Sawyer actually recoiled, which was exactly what she wanted him to do. It was proof. She really was unlovable. “Christ. Did you do that to yourself?”
She pulled the sleeves down. “Yes.”
She expected him to leave her then, but he didn’t. They sat in silence for a long time. Finally she got tired and leaned back so that she was stretched out on the ground. He watched her, then slowly lowered himself back beside her.
The sky was incredible that night, the moon nearly full and the stars littering the sky like tossed stones. She’d never been away from Mullaby before. Would the sky look like this in Baltimore?
When Sawyer’s stomach growled, he laughed. “I haven’t had anything to eat since the cake I had for lunch,” he said sheepishly.
“You had cake for lunch?”
“I’d have cake all the time if I could. You’re going to laugh at this, but I’ll tell you anyway. You know how some people have a sweet tooth? Well, I have a sweet sense. When I was a little boy, I could be playing across town and know exactly when my mother took a cake out of the oven. I could see the scent, how it floated through the air. All I had to do was follow it home. I will fiercely deny that if you ever say anything.”

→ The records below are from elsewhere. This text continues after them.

PR #223, opened 2020-10-04
Fix parentheses parsing

### LINKED ISSUE #207: IN doesn't work with parentheses
```
genji> select 1 IN (1, 2, 3);
found ,, expected ) at line 1, char 15
genji>
```

```
sqlite> select 1 IN (1, 2, 3);
1
sqlite>
```

Other example:

```sql
SELECT * FROM foo WHERE a IN (1, 2, 3)
```

This is a valid SQL expression, but currently, we only support this:

```sql
SELECT * FROM foo WHERE a IN [1, 2, 3]
```

This might be more complex than just parsing parentheses when we are in an IN operator.

I think we need to parse parentheses in two different ways:

### Single expression: `(expr)`

Example:

```sql
SELECT (1);
-> 1
SELECT (1 + 1);
-> 2
```

This is already supported, the parser [returns](https://github.com/genjidb/genji/blob/9da693665fe93d3fcfdffe3312a48712fc40023f/sql/parser/expr.go#L204-L212) an [expr.Parentheses](https://github.com/genjidb/genji/blob/9da693665fe93d3fcfdffe3312a48712fc40023f/sql/query/expr/expr.go#L127:6) expression.

### List of expressions: `(expr, expr, ...)`

Example:

```sql
SELECT (1, 2);
-> [1, 2]
SELECT (1 + 1, 3 > 5);
-> [2, false]
```

If we have more than one element in that list of parentheses, this must be parsed as an [expr.LiteralExprList](https://github.com/genjidb/genji/blob/9da693665fe93d3fcfdffe3312a48712fc40023f/sql/query/expr/literal.go#L75). 
There is already a function that can parse this kind of expression: https://github.com/genjidb/genji/blob/9da693665fe93d3fcfdffe3312a48712fc40023f/sql/parser/expr.go#L418:18

tdakkota:
Fixes #207.

### DIFF
--- a/sql/parser/expr.go
+++ b/sql/parser/expr.go
@@ -212,7 +212,7 @@ func (p *Parser) parseUnaryExpr() (expr.Expr, error) {
 		case scanner.RPAREN:
 			return expr.Parentheses{E: e}, nil
 		case scanner.COMMA:
-			exprList, err := p.parseListUntil(scanner.RPAREN)
+			exprList, err := p.parseExprListUntil(scanner.RPAREN)
 			if err != nil {
 				return nil, err
 			}
@@ -428,7 +428,7 @@ LOOP:
 	return vPath, nil
 }
 
-func (p *Parser) parseListUntil(rightToken scanner.Token) (expr.LiteralExprList, error) {
+func (p *Parser) parseExprListUntil(rightToken scanner.Token) (expr.LiteralExprList, error) {
 	var exprList expr.LiteralExprList
 	var expr expr.Expr
 	var err error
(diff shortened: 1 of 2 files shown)


asdine:
Thanks @tdakkota! I think the issue wasn't clear enough and misled you, I'm sorry about that. What we are trying to fix is the behavior of parentheses in general, not only in a `SELECT <constant IN expr>` setup.

Let's continue the discussion in #207

sql/parser/expr.go
```diff
@@ -415,12 +428,7 @@ LOOP:
 	return vPath, nil
 }
 
-func (p *Parser) parseExprList(leftToken, rightToken scanner.Token) (expr.LiteralExprList, error) {
-	// Parse ( or [ token.
-	if tok, pos, lit := p.ScanIgnoreWhitespace(); tok != leftToken {
-		return nil, newParseError(scanner.Tokstr(tok, lit), []string{leftToken.String()}, pos)
-	}
-
+func (p *Parser) parseListUntil(rightToken scanner.Token) (expr.LiteralExprList, error) {
```
asdine, line 431: Good idea!
I'd like to be pedantic here and rename this to `parseExprListUntil` for consistency

asdine (commented):
Thanks @tdakkota!

asdine (approved):

PR #226, opened 2020-10-05
Expose __genji_indexes table.

### LINKED ISSUE #214: Expose the __genji_indexes table
When we get Indexes of a table by using the following `func (t *Table) Indexes() (map[string]Index, error) `  that called by the following command, the order is randomized.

It was such a surprising thing to admit. She turned her head and saw that he was staring at her again. “You’re charmed,” she said. “But you probably know that already. It’s even in the way you look at people.” She stared at him for a moment, gorgeous and bare-chested in the moonlight. “Yes, you know exactly what power you have.”
“Do I have a power over you?”
Did he honestly think she was immune? “Of course you do.”
He lifted up on one elbow and looked down at her. What she wouldn’t give to see what he saw, to know what made him look at her that way. “Can I kiss you, Julia?”
She didn’t hesitate. “Yes.”
She was confused when he carefully pushed her long-sleeved shirt off her shoulders. Even though she was wearing a tank top underneath, her arms were exposed. She squirmed and tried to cover them again, but then he did the most extraordinary thing.